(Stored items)
---*---
PR #143, opened 2023-10-06
Updates for fixing console errors

trancjessica:
### Description
This change fixes some of the console errors that we have. Specifically ariaLabels are swapped to aria-label, and some of the attributes are set to lowercase instead of camel case (so that they can be picked up in the DOM)

### Related ticket(s)

MDCT-3036

---
### How to test

1. ./dev local
2. downloaded a screen reader
3. tabbed through the homepage and some of the work plan to validate that the screen reader could read the things on the page

https://github.com/Enterprise-CMCS/macpro-mdct-mfp/assets/9246062/3ba213c2-dedb-4e4f-ad0e-203a102060c3

### Important updates

---
### Author checklist

---


services/ui-src/src/verbiage/pages/accordion.ts
```diff
@@ -85,7 +85,7 @@ export default {
           props: {
             href: "https://www.ecfr.gov/current/title-42/chapter-IV/subchapter-C/part-438/subpart-A/section-438.8#p-438.8(k)",
             target: "_blank",
-            ariaLabel: "Link opens in new tab",
+            "aria-label": "Link opens in new tab",
```
gmrabian, line 88: I _think_ for these labels you want to include the visible text as well. 
`"aria-label": "Help File (link opens in new tab)"`
etc. 
When I tried this out with VoiceOver it only read the aria label (Link opens in new tab) and not the text (Help File), so I think the label needs both pieces of info. Maybe a different screen reader had a different result though?

services/ui-src/src/components/cards/TemplateCard.tsx
```diff
@@ -78,7 +78,7 @@ export const TemplateCard = ({
 };
 
 interface Props {
-  templateName: string;
+  templatename: string;
```
gmrabian, line 81: I'm not sure I understand this change 🤔 
what does having `templatename` in the DOM do? Also I compared main and this branch and it's all lowercase in both DOMs

services/ui-src/src/components/reports/ModalOverlayReportPage.tsx
```diff
@@ -199,7 +199,7 @@ export const ModalOverlayReportPage = ({
         <Box sx={sx.content}>
           <ReportPageIntro
             text={verbiage.intro}
-            reportType={report?.reportType}
+            reporttype={report?.reportType}
```
gmrabian, line 202: same question here about advantage of having this all lowercase in DOM

services/ui-src/src/components/cards/TemplateCard.tsx
trancjessica: I can provide some more context! :) 

This change was specifically to fix this error: 

```
Warning: React does not recognize the `templatename` prop on a DOM element. If you intentionally want it to appear in the DOM as a custom attribute, spell it as lowercase `templatename` instead. If you accidentally passed it from a parent component, remove it from the DOM element.

```
> Also I compared main and this branch and it's all lowercase in both DOMs

Oh hmmm, that is curious. Did it just get added anyways?

services/ui-src/src/verbiage/pages/accordion.ts
trancjessica: ohh, nice catch! 🌿

I tested this on Google Chrome using [this Screen Reader](https://chrome.google.com/webstore/detail/screen-reader/kgejglhpjiefppelpmljglcjbhoiplfn/related) and it does indeed just say "Link opens in new tab" when clicking "User Guide" or "Help File". I will add another update that includes the visible text!

services/ui-src/src/components/cards/TemplateCard.tsx
gmrabian: Aha so I just tested in the deployed dev instance (https://mdctmfpdev.cms.gov) and compared to local instance on main and the error only shows up when running locally 🤔 I did not see it in the deployed environment.

gmrabian: So `templateName` is passed in from HomePage but it's never actually used in TemplateCard. Could we remove that prop and then we won't have this error or the extra code? I think right now the attribute is getting spread into the Flex via ...props, but I don't think we need it in the DOM anyway. It seems like verbiage handles all of the differences between each template card type

services/ui-src/src/components/reports/ModalOverlayReportPage.tsx
gmrabian: It looks like the same thing is happening here where `reportType/reporttype` is never used as a property in ReportPageIntro so I would just remove it here

trancjessica: Yess! I can remove `reportType` 🙂

services/ui-src/src/utils/testing/generalInfoMockForm.tsx
```diff
@@ -20,7 +20,7 @@ export const mockGeneralInfoReportPageVerbiage = {
       props: {
         href: "https://www.govinfo.gov/content/pkg/PLAW-109publ171/pdf/PLAW-109publ171.pdf",
         target: "_blank",
-        ariaLabel: "Link opens in new tab",
+        "aria-label": "Link opens in new tab",
```
trancjessica, line 23: oops, looks like i missed this one. will add another commit

trancjessica: updating this file for now, in case we are using it in the future

services/app-api/forms/wp.json
```diff
@@ -27,7 +27,7 @@
               "props": {
                 "href": "https://www.govinfo.gov/content/pkg/PLAW-109publ171/pdf/PLAW-109publ171.pdf",
                 "target": "_blank",
-                "ariaLabel": "Link opens in new tab"
+                "aria-label": "User Guide and Help File (Link opens in new tab)"
```
gmrabian, line 30: This doesn't line up with the visual content 🤔 
should probably be something like
`6071(a)(1) of the Deficit Reduction Act (DRA) (Link opens in new tab)`

services/app-api/forms/wp.json
```diff
@@ -888,12 +888,12 @@
                   "props": {
                     "href": "https://www.medicaid.gov/sites/default/files/2023-01/MFP-Technical-Assistance-Brief.pdf",
                     "target": "_blank",
-                    "ariaLabel": "Link opens in new tab"
+                    "aria-label": "Link opens in new tab"
```
gmrabian, line 891: Need content in here
`“Using Data to Improve Money Follows the Person Program Performance.“ (Link opens in new tab)`

services/ui-src/src/utils/testing/generalInfoMockForm.tsx
```diff
@@ -20,7 +20,7 @@ export const mockGeneralInfoReportPageVerbiage = {
       props: {
         href: "https://www.govinfo.gov/content/pkg/PLAW-109publ171/pdf/PLAW-109publ171.pdf",
         target: "_blank",
-        ariaLabel: "Link opens in new tab",
+        "aria-label": "User Guide and Help File (Link opens in new tab)",
```
gmrabian, line 23: doesn't match content

gmrabian (changes requested):
Your changes didn't cause this but I noticed this issue/typo on the SAR dashboard where User Guide and Help File are newlined and smooshed together. Maybe this is being fixed elsewhere, just thought I'd call it out.

Screenshot 2023-10-10 at 2 26 55 PM

services/app-api/forms/wp.json
trancjessica: oh whoops! I don't know how I mixed that up, to be honest.... 😅

trancjessica:
> Good changes so far! Thanks for responding to my feedback. 😄
> 
> Just a few more below:
> 
> Your changes didn't cause this but I noticed this issue/typo on the SAR dashboard where User Guide and Help File are newlined and smooshed together. Maybe this is being fixed elsewhere, just thought I'd call it out.
> 
> Screenshot 2023-10-10 at 2 26 55 PM
> 
> from the `sar-dashboard` verbiage file

Ah. Nice catch. I can fix this!

gmrabian (approved):
lgtm!

services/app-api/forms/wp.json
```diff
@@ -891,55 +891,21 @@
                   ],
                   "text": ""
                 },
-                {
```
trancjessica: hmmm, I don't think this merge resolution did what I wanted it to do... i will be making another update

gmrabian (approved):

gmrabian (approved):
---*---
REQUIRED ACTION
Exactly as written, repeat each line from the beginning of the data above to the line containing "gmrabian, line 202: same", inclusive.

ANSWER TO THE PROBLEM
PR #143, opened 2023-10-06
Updates for fixing console errors

trancjessica:
### Description
This change fixes some of the console errors that we have. Specifically ariaLabels are swapped to aria-label, and some of the attributes are set to lowercase instead of camel case (so that they can be picked up in the DOM)

### Related ticket(s)

MDCT-3036

---
### How to test

1. ./dev local
2. downloaded a screen reader
3. tabbed through the homepage and some of the work plan to validate that the screen reader could read the things on the page

https://github.com/Enterprise-CMCS/macpro-mdct-mfp/assets/9246062/3ba213c2-dedb-4e4f-ad0e-203a102060c3

### Important updates

---
### Author checklist

---


services/ui-src/src/verbiage/pages/accordion.ts
```diff
@@ -85,7 +85,7 @@ export default {
           props: {
             href: "https://www.ecfr.gov/current/title-42/chapter-IV/subchapter-C/part-438/subpart-A/section-438.8#p-438.8(k)",
             target: "_blank",
-            ariaLabel: "Link opens in new tab",
+            "aria-label": "Link opens in new tab",
```
gmrabian, line 88: I _think_ for these labels you want to include the visible text as well. 
`"aria-label": "Help File (link opens in new tab)"`
etc. 
When I tried this out with VoiceOver it only read the aria label (Link opens in new tab) and not the text (Help File), so I think the label needs both pieces of info. Maybe a different screen reader had a different result though?

services/ui-src/src/components/cards/TemplateCard.tsx
```diff
@@ -78,7 +78,7 @@ export const TemplateCard = ({
 };
 
 interface Props {
-  templateName: string;
+  templatename: string;
```
gmrabian, line 81: I'm not sure I understand this change 🤔 
what does having `templatename` in the DOM do? Also I compared main and this branch and it's all lowercase in both DOMs

services/ui-src/src/components/reports/ModalOverlayReportPage.tsx
```diff
@@ -199,7 +199,7 @@ export const ModalOverlayReportPage = ({
         <Box sx={sx.content}>
           <ReportPageIntro
             text={verbiage.intro}
-            reportType={report?.reportType}
+            reporttype={report?.reportType}
```
gmrabian, line 202: same question here about advantage of having this all lowercase in DOM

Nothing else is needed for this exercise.